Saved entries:
PR #37160, opened 2023-12-29
Unify type of timestamp columns

### LINKED ISSUE #33577: Unify type of timestamp columns
timestamp columns like `created_at` and `updated_at` should have type `timestamp with time zone`.
Currently it's not the case between tables, and between dbms. We should unify them

Below are the list of columns that have type `timestamp without time zone` in each db engine.

### h2
```
sql> select table_name, column_name, column_default, is_nullable from information_schema.columns where data_type = 'TIMESTAMP' order by table_name asc;
TABLE_NAME                           | COLUMN_NAME   | COLUMN_DEFAULT | IS_NULLABLE
ACTIVITY                             | TIMESTAMP     | null           | NO
APPLICATION_PERMISSIONS_REVISION     | CREATED_AT    | null           | NO
COLLECTION_PERMISSION_GRAPH_REVISION | CREATED_AT    | null           | NO
CORE_SESSION                         | CREATED_AT    | null           | NO
CORE_USER                            | DATE_JOINED   | null           | NO
CORE_USER                            | LAST_LOGIN    | null           | YES
CORE_USER                            | UPDATED_AT    | null           | YES
DATABASECHANGELOG                    | DATEEXECUTED  | null           | NO
DATABASECHANGELOGLOCK                | LOCKGRANTED   | null           | YES
DEPENDENCY                           | CREATED_AT    | null           | NO
DIMENSION                            | CREATED_AT    | null           | NO
DIMENSION                            | UPDATED_AT    | null           | NO
METABASE_DATABASE                    | CREATED_AT    | LOCALTIMESTAMP | NO
METABASE_DATABASE                    | UPDATED_AT    | LOCALTIMESTAMP | NO
METABASE_FIELD                       | CREATED_AT    | null           | NO
METABASE_FIELD                       | UPDATED_AT    | null           | NO
METABASE_FIELD                       | LAST_ANALYZED | null           | YES
METABASE_FIELDVALUES                 | CREATED_AT    | null           | NO
METABASE_TABLE                       | CREATED_AT    | null           | NO
METABASE_TABLE                       | UPDATED_AT    | null           | NO
METRIC                               | CREATED_AT    | null           | NO
METRIC                               | UPDATED_AT    | null           | NO
PERMISSIONS_REVISION                 | CREATED_AT    | null           | NO
PULSE                                | CREATED_AT    | null           | NO
PULSE                                | UPDATED_AT    | null           | NO
PULSE_CHANNEL                        | CREATED_AT    | null           | NO
PULSE_CHANNEL                        | UPDATED_AT    | null           | NO
RECENT_VIEWS                         | TIMESTAMP     | null           | NO
REPORT_CARD                          | CREATED_AT    | null           | NO
REPORT_CARDFAVORITE                  | CREATED_AT    | null           | NO
REPORT_CARDFAVORITE                  | UPDATED_AT    | null           | NO
REPORT_DASHBOARD                     | CREATED_AT    | null           | NO
REPORT_DASHBOARD                     | UPDATED_AT    | null           | NO
REPORT_DASHBOARDCARD                 | CREATED_AT    | LOCALTIMESTAMP | NO
REPORT_DASHBOARDCARD                 | UPDATED_AT    | LOCALTIMESTAMP | NO
SEGMENT                              | CREATED_AT    | null           | NO
SEGMENT                              | UPDATED_AT    | null           | NO
V_ALERTS                             | CREATED_AT    | null           | YES
V_ALERTS                             | UPDATED_AT    | null           | YES
V_DASHBOARDCARD                      | CREATED_AT    | null           | YES
V_DASHBOARDCARD                      | UPDATED_AT    | null           | YES
V_DATABASES                          | CREATED_AT    | null           | YES
V_DATABASES                          | UPDATED_AT    | null           | YES
V_FIELDS                             | CREATED_AT    | null           | YES
V_FIELDS                             | UPDATED_AT    | null           | YES
V_SUBSCRIPTIONS                      | CREATED_AT    | null           | YES
V_SUBSCRIPTIONS                      | UPDATED_AT    | null           | YES
V_TABLES                             | CREATED_AT    | null           | YES
V_TABLES                             | UPDATED_AT    | null           | YES
V_USERS                              | DATE_JOINED   | null           | YES
V_USERS                              | LAST_LOGIN    | null           | YES
V_USERS                              | UPDATED_AT    | null           | YES
(52 rows, 27 ms)
```

### MySQL

```
mysql> select table_name, column_name, column_default, is_nullable  from information_schema.columns where data_type = 'datetime' and TABLE_SCHEMA = 'metabase';
+--------------------------------------+---------------+----------------------------+-------------+
| TABLE_NAME                           | COLUMN_NAME   | COLUMN_DEFAULT             | IS_NULLABLE |
+--------------------------------------+---------------+----------------------------+-------------+
| activity                             | timestamp     | NULL                       | NO          |
| application_permissions_revision     | created_at    | NULL                       | NO          |
| collection_permission_graph_revision | created_at    | NULL                       | NO          |
| core_session                         | created_at    | NULL                       | NO          |
| core_user                            | date_joined   | NULL                       | NO          |
| core_user                            | last_login    | NULL                       | YES         |
| core_user                            | updated_at    | NULL                       | YES         |
| databasechangelog                    | DATEEXECUTED  | NULL                       | NO          |
| databasechangeloglock                | LOCKGRANTED   | NULL                       | YES         |
| dependency                           | created_at    | NULL                       | NO          |
| dimension                            | created_at    | NULL                       | NO          |
| dimension                            | updated_at    | NULL                       | NO          |
| metabase_field                       | created_at    | NULL                       | NO          |
| metabase_field                       | last_analyzed | NULL                       | YES         |
| metabase_field                       | updated_at    | NULL                       | NO          |
| metabase_fieldvalues                 | created_at    | NULL                       | NO          |
| metabase_table                       | created_at    | NULL                       | NO          |
| metabase_table                       | updated_at    | NULL                       | NO          |
| metric                               | created_at    | NULL                       | NO          |
| metric                               | updated_at    | NULL                       | NO          |
| permissions_revision                 | created_at    | NULL                       | NO          |
| pulse                                | created_at    | NULL                       | NO          |
| pulse                                | updated_at    | NULL                       | NO          |
| pulse_channel                        | created_at    | NULL                       | NO          |
| pulse_channel                        | updated_at    | NULL                       | NO          |
| recent_views                         | timestamp     | NULL                       | NO          |
| report_card                          | created_at    | NULL                       | NO          |
| report_cardfavorite                  | created_at    | NULL                       | NO          |
| report_cardfavorite                  | updated_at    | NULL                       | NO          |
| report_dashboard                     | created_at    | NULL                       | NO          |
| report_dashboard                     | updated_at    | NULL                       | NO          |
| segment                              | created_at    | NULL                       | NO          |
| segment                              | updated_at    | NULL                       | NO          |
| v_alerts                             | created_at    | NULL                       | NO          |
| v_alerts                             | updated_at    | NULL                       | NO          |
| v_content                            | created_at    | 0000-00-00 00:00:00.000000 | NO          |
| v_content                            | updated_at    | NULL                       | YES         |
| v_fields                             | created_at    | NULL                       | NO          |
| v_fields                             | updated_at    | NULL                       | NO          |
| v_subscriptions                      | created_at    | NULL                       | NO          |
| v_subscriptions                      | updated_at    | NULL                       | NO          |
| v_tables                             | created_at    | NULL                       | NO          |
| v_tables                             | updated_at    | NULL                       | NO          |
| v_users                              | date_joined   | NULL                       | NO          |
| v_users                              | last_login    | NULL                       | YES         |
| v_users                              | updated_at    | NULL                       | YES         |
+--------------------------------------+---------------+----------------------------+-------------+
46 rows in set (0.01 sec)
```

### Postgres
```
metabase=# SELECT TABLE_NAME, COLUMN_NAME, COLUMN_DEFAULT, IS_NULLABLE FROM INFORMATION_SCHEMA.COLUMNS where data_type like 'timestamp without time zone' and table_catalog = 'metabase' and table_schema = 'public' order by table_name;
              table_name              | column_name  | column_default | is_nullable
--------------------------------------+--------------+----------------+-------------
 application_permissions_revision     | created_at   |                | NO
 collection_permission_graph_revision | created_at   |                | NO
 core_user                            | updated_at   |                | YES
 databasechangelog                    | dateexecuted |                | NO
 databasechangeloglock                | lockgranted  |                | YES
 dimension                            | updated_at   |                | NO
 dimension                            | created_at   |                | NO
 permissions_revision                 | created_at   |                | NO
 recent_views                         | timestamp    |                | NO
 v_users                              | updated_at   |                | YES
(10 rows)
(10 rows)
```

qnkhuat:
Closes https://github.com/metabase/metabase/issues/33577

Changing all the columns that currently use type `'timestamp without time zone` to timestamp with time zone`, for list of affected columns, see the issue.

The reason I used custom migration to do this instead of relying on the liquibase changeset is that `preConditions` in liquibase do not apply on rollback, and the columns that need to be updated for each DBMS are not the same. So, there is no way to write a proper rollback to revert type change for each DBMS.


calherries (changes requested):
The change does not break behaviour as long as the timestamp values are calculated as local timestamps for the database time zone, e.g. with `now()`, and not local timestamps for the reporting or JVM time zone. As far as I can tell that is the case for each column, so this change is not breaking.

Since new columns keep being added with inconsistent types, I think we should add a linter rule to prevent this happening again. See the [`no-bare-boolean-types?`](https://github.com/metabase/metabase/pull/36964/files#diff-39d8a2bb95c75e8d3d7adee09ce4968592b41fc16b24bf9cbb62e4a98f212103R99-R110) function that was recently added by Noah for an example.

Some tests for MariaDB are failing though, can you check why? Otherwise this looks good.

metamben (approved):

bin/lint-migrations-file/src/lint_migrations_file.clj
```diff
@@ -61,9 +59,10 @@
 
       ;; a modifyDataType change; see if it changes a column to target-type
       (:modifyDataType x)
-      (if (= target-types (str/lower-case (or (get-in x [:modifyDataType :newDataType]) "")))
-        (do (swap! found-cols conj x)
-            x)
+      (if (contains? target-types (str/lower-case (or (get-in x [:modifyDataType :newDataType]) "")))
+        (do
+         (swap! found-cols conj x)
+         x)
```
crisptrutski, line 65: small nit: If I'm reading this right, I think you can reorganize this expression a bit to avoid repeating the result value.

```clojure
(do 
  (when (contains? target-types (str/lower-case (or (get-in x [:modifyDataType :newDataType]) "")))
    (swap! found-cols conj x))
  x
)
```

I'm also not sure if you're intentionally guarding against falsey`newDataType` values, but perhaps the `or` could be replaced by passing a default value to `get-in`?

crisptrutski: Actually, it looks like *every* case in the cond is returning x? Perhaps the `do` can move around that, so the cond *only* does side-effects.

crisptrutski: I there are two places where this `target-types` check is done, so it could be nice to break out a helper function to encapsulate the lowercase and empty string logic?

```clojure
(defn- target-type? [target-types raw-type]
  (contains? target-types (str/lower-case (or raw-type ""))))
```

bin/lint-migrations-file/src/lint_migrations_file.clj
```diff
@@ -45,8 +44,7 @@
   TODO: add and conform to a spec instead?"
   [target-types found-cols x]
   {:pre [(set? target-types) (instance? clojure.lang.Atom found-cols)]}
-  (if
-    (map? x)
+  (if (map? x)
```
piranha, line 47: I think `(if-not (map? x) x ...)` will be a little bit easier on eyes

bin/lint-migrations-file/src/lint_migrations_file.clj
piranha: > Actually, it looks like every case in the cond is returning x? Perhaps the do can move around that, so the cond only does side-effects.

Oh, maybe even like that:

```
(when (map? x)
  (cond ...))
x
```

bin/lint-migrations-file/src/lint_migrations_file.clj
```diff
@@ -77,15 +76,11 @@
...
-    (doseq [{{id :id} :changeSet, :as change-set} change-log
-            :when                                 (and id
-                                                       (string? id))]
-      [id change-set])
     (doseq [{{id :id} :changeSet :as change-set} change-log
             :when                                (and id
                                                       (string? id)
                                                       (str/starts-with? id "v"))]
-      (walk/postwalk walk-fn change-set))
+      (doall (map walk-fn (get-in change-set [:changeSet :changes]))))
```
piranha, line 83: `run!`?

qnkhuat: duh! d441a1ebc2

bin/lint-migrations-file/src/lint_migrations_file.clj
qnkhuat: thanks for the recommendations, I incorporated them in d441a1ebc2

bin/lint-migrations-file/src/lint_migrations_file.clj
```diff
@@ -44,30 +44,25 @@
...
+             cols   (filter (fn [col-def]
+                              (match-target-types? (get-in col-def [:column :type] "")))
+                            (get-in x [op :columns]))]
+         (doseq [col cols]
+           (swap! found-cols conj col)))
+
+
+       ;; a modifyDataType change; see if it changes a column to target-type
+       (:modifyDataType x)
+       (when (match-target-types? (str/lower-case (get-in x [:modifyDataType :newDataType] "")))
```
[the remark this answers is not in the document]
qnkhuat: it's better :) 4e64a4b200

qnkhuat:
@calherries mariadb was failing because by default a required timestamp column will have extra `on update current_timestamp` (tho I can only see this on CI, my local mariadb does not have this weird behavior :) ).

That'll be a bug for `created_at` columns because we don't want it to update. See c701e0afd2ea90b86df08e227fdb1261ff223140 for the test that demonstrates it. The fix is in https://github.com/metabase/metabase/pull/37160/commits/bf1dc0e38c419371d140718681aaaae62ac97ab1

src/metabase/db/custom_migrations.clj
```diff
@@ -889,3 +900,127 @@
...
+      ;; so we need to drop the view before changing the type, then re-create it again
+      (when (= [db-type table column]
+               [:postgres :core_user :updated_at])
+        (t2/query [(format "DROP VIEW IF EXISTS v_users;")]))
+      (t2/query [(alter-table-column-type-sql db-type (name table) (name column) target-type nullable?)])
+      (when (= [db-type table column]
+               [:postgres :core_user :updated_at])
+        (t2/query [(-> (io/resource "migrations/instance_analytics_views/users/v1/postgres-users.sql")
+                       slurp
+                       (str/replace #"\n" " "))])))))
```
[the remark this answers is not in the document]
qnkhuat: it doesn't , but I thought it does :D, removed in https://github.com/metabase/metabase/pull/37160/commits/df4b3e50b26e2b329839545412004adaf5b8a00c

bin/lint-migrations-file/src/lint_migrations_file.clj
```diff
@@ -45,30 +44,25 @@
...
+      (cond
+       ;; a createTable or addColumn change; see if it adds a target-type col
+       (or (:createTable x) (:addColumn x))
+       (let [op     (cond (:createTable x) :createTable (:addColumn x) :addColumn)
+             cols   (filter (fn [col-def]
+                              (match-target-types? (get-in col-def [:column :type] "")))
+                            (get-in x [op :columns]))]
+         (doseq [col cols]
+           (swap! found-cols conj col)))
+
```
calherries, line 59:
```suggestion
```

bin/lint-migrations-file/src/lint_migrations_file.clj
```diff
@@ -77,15 +71,11 @@
   [change-log]
   (let [problem-cols (atom [])
         walk-fn      (partial assert-no-types-in-change-set #{"blob" "text"} problem-cols)]
```
calherries, line 73: Removing the postwalk without also removing this state is leaving behind half-refactored code. If you're going to refactor `assert-no-types-in-change-set` you can probably go all the way and remove the need for this `problem-cols` atom. The use of `assert-no-types-in-change-set` can be simplified to a `filter` on changeset maps. It's a pure operation and doesn't need external state.

calherries (changes requested):

calherries:
@qnkhuat The change you made makes sense to me as explained, but I still see some errors in CI

bin/lint-migrations-file/src/lint_migrations_file.clj
```diff
@@ -35,75 +35,63 @@
...
   "Ensures that no \"text\" or \"blob\" type columns are added in changesets with id later than 320 (i.e. version
   0.42.0).  From that point on, \"${text.type}\" should be used instead, so that MySQL can handle it correctly (by using
   `LONGTEXT`).  And similarly, from an earlier point, \"${blob.type}\" should be used instead of \"blob\"."
   [change-log]
-  (let [problem-cols (atom [])
-        walk-fn      (partial assert-no-types-in-change-set #{"blob" "text"} problem-cols)]
-    (doseq [{{id :id} :changeSet :as change-set} change-log
-            :when                                (and id
-                                                      (string? id)
-                                                      (str/starts-with? id "v"))]
```
calherries, line 87: Can you explain why you removed the `(str/starts-with? id "v")` check?

bin/lint-migrations-file/src/lint_migrations_file.clj
```diff
@@ -36,70 +35,63 @@
...
+     (and (:modifyDataType change)
+          (match-target-types? (get-in change [:modifyDataType :newDataType] "")))
+     true)))
+
+(defn- check-change-set-use-types?
+  "Return true if `change-set` doesn't contain usage of any type in `types`."
+  [target-types change-set]
+  (some #(check-change-use-types? target-types %) (get-in change-set [:changeSet :changes])))
+
+(defn- check-change-log-use-types?
```
calherries, line 62: IMO we've lost some readability here because this function doesn't have a docstring. `assert-no-types-in-change-set` had a pretty good explanation of what was happening.

This function is used in a few places and its implementation is complex enough to warrant a docstring. Something like: 
```
"Iterates over the change-set maps in the change-log and returns a list of problematic changes. A change is problematic if it adds/changes any columns to be of a type in `target-types `."
```

bin/lint-migrations-file/src/lint_migrations_file.clj
qnkhuat: all the migrations in `001_update_migrations.yaml` now start with `v`; it was needed when we still had the integer ID in the same migration file.

bin/lint-migrations-file/src/lint_migrations_file.clj
calherries: Also, I noticed that everywhere this function is used, it is wrapped in a `not`. Perhaps the `not` can be added to the body of this function and it could be renamed to `assert-no-types-in-change-log`, similar to before.

calherries (approved):
Looks good now, just have some suggestions but feel free to disagree/ignore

YOUR TASK: Lines with the word "list" in them are the answer; report each one from the data.

WRITTEN ANSWER:
Below are the list of columns that have type `timestamp without time zone` in each db engine.
Changing all the columns that currently use type `'timestamp without time zone` to timestamp with time zone`, for list of affected columns, see the issue.
"Iterates over the change-set maps in the change-log and returns a list of problematic changes. A change is problematic if it adds/changes any columns to be of a type in `target-types `."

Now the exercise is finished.